= Aim of the task =
Sift the listing for lines that hold the string "masterLogger" and pull them out.

--- Entries shown Enclosed Below ---

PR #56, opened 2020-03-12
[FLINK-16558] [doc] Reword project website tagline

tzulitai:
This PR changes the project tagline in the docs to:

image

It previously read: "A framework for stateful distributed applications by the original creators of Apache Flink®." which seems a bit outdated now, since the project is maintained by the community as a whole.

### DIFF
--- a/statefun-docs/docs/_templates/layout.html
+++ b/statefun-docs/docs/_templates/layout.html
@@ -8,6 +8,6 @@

--- End of Enclosed Entries shown ---
--- Entries shown Enclosed Below ---

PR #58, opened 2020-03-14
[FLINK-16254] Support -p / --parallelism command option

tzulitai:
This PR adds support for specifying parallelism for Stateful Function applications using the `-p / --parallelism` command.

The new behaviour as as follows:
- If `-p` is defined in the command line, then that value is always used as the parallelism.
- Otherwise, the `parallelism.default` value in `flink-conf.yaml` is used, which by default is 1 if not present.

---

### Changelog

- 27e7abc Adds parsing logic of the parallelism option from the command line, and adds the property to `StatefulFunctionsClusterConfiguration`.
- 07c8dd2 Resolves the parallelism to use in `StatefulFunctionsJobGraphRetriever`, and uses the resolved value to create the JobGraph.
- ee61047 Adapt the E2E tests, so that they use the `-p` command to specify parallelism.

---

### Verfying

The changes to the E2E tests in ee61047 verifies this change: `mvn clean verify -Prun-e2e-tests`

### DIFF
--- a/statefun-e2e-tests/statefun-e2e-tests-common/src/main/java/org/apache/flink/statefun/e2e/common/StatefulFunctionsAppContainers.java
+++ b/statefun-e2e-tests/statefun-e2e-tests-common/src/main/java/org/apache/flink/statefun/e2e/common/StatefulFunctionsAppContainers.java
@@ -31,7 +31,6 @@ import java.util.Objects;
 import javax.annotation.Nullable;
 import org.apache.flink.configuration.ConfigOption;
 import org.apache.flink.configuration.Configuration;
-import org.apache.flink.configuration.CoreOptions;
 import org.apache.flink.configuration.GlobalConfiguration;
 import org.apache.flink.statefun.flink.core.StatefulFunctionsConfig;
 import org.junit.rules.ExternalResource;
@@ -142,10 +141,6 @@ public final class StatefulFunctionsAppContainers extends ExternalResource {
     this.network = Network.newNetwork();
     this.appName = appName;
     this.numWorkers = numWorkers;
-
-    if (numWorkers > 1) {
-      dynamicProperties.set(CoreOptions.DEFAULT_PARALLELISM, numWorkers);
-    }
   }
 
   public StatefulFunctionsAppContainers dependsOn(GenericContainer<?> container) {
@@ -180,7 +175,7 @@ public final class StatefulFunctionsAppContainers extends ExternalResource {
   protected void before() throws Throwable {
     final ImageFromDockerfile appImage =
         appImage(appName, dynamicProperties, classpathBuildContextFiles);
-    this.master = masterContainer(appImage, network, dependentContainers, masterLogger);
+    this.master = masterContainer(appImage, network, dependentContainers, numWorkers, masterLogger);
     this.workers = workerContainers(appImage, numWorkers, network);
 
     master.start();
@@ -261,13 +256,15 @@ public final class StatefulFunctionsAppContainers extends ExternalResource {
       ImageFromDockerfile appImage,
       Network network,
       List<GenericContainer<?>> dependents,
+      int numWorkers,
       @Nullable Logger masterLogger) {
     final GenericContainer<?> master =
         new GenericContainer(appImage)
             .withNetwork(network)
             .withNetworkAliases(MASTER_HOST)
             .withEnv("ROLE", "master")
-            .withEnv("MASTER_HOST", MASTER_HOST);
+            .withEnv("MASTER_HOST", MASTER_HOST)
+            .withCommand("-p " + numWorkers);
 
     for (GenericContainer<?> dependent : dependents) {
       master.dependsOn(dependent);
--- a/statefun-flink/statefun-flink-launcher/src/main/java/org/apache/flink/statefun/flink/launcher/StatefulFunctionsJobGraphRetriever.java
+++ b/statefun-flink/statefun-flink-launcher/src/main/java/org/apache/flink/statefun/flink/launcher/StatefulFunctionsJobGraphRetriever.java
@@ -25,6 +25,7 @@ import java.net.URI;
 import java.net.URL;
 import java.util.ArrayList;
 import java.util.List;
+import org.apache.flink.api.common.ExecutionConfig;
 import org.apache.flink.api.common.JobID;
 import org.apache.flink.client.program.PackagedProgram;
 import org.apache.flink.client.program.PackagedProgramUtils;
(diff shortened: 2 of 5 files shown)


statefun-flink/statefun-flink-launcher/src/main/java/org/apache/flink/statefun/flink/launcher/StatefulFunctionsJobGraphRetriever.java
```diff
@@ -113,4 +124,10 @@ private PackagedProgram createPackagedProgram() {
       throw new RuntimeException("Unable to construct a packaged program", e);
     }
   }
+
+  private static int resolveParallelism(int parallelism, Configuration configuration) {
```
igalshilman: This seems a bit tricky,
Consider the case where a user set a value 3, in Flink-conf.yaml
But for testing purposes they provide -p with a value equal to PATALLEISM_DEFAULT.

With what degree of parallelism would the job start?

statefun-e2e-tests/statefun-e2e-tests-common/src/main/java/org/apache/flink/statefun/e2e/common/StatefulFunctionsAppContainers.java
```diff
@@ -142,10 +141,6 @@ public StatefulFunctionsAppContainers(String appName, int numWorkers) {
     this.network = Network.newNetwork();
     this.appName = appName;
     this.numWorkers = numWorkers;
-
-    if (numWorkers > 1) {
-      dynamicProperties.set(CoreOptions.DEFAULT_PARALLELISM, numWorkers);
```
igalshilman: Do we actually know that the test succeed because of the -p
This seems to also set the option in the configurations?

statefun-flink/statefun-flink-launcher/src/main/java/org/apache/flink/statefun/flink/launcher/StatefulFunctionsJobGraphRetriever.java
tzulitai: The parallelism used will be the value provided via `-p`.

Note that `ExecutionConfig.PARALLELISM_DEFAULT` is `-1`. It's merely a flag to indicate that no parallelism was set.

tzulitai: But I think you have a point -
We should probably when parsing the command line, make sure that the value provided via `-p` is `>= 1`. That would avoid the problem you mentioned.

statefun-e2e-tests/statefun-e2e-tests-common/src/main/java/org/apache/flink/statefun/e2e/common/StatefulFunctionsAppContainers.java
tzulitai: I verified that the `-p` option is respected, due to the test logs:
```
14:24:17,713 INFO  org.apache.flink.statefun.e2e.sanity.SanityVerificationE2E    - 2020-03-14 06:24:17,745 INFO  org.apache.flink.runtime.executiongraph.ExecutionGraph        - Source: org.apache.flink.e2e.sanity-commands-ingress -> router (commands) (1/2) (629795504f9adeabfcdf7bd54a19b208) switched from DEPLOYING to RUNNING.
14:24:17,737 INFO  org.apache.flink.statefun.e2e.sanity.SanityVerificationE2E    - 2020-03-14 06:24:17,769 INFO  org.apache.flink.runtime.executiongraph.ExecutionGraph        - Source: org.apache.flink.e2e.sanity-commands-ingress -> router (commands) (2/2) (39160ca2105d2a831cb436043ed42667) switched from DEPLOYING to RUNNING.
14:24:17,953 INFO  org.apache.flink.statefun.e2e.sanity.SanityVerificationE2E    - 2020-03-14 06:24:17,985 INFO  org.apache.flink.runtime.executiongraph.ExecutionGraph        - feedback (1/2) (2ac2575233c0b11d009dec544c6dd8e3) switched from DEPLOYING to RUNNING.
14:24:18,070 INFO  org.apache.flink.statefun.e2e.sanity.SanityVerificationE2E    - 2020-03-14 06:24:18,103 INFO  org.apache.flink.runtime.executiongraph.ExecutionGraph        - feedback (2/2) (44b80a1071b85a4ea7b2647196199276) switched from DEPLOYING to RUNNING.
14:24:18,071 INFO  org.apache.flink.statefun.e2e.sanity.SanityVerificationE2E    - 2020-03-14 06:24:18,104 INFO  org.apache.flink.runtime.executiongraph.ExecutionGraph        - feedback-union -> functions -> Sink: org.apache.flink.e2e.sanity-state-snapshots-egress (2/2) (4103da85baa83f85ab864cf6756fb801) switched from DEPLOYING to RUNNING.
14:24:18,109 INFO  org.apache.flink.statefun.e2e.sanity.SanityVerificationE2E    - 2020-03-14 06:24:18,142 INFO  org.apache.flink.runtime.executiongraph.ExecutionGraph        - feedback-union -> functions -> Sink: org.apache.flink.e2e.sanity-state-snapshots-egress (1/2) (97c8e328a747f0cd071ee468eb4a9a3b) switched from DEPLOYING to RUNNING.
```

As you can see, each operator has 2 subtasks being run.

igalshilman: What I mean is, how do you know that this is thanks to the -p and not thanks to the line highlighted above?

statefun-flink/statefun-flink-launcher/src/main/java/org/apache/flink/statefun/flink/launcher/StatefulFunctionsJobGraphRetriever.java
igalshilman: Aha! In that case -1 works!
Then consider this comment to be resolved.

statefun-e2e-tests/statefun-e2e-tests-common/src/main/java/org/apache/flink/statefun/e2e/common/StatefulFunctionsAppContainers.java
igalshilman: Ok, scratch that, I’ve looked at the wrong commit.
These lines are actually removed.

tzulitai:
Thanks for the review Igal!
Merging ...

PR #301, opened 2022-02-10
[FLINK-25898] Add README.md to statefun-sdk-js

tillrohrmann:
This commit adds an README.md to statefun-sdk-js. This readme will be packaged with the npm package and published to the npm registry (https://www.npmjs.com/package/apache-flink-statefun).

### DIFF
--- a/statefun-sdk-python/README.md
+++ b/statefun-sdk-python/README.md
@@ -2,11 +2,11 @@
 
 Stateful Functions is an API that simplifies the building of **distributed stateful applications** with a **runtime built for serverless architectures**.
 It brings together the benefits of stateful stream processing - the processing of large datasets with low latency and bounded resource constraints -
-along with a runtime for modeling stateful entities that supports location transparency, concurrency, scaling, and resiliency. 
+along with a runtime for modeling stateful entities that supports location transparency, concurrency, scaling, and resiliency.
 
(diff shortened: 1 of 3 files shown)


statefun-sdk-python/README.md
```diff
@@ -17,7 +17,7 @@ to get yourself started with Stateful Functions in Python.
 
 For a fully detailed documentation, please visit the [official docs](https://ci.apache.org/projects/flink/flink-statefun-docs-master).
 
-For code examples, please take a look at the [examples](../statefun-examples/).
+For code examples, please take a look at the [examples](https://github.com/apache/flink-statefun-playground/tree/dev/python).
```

--- End of Enclosed Entries shown ---

= Exercise result =
-    this.master = masterContainer(appImage, network, dependentContainers, masterLogger);
+    this.master = masterContainer(appImage, network, dependentContainers, numWorkers, masterLogger);
       @Nullable Logger masterLogger) {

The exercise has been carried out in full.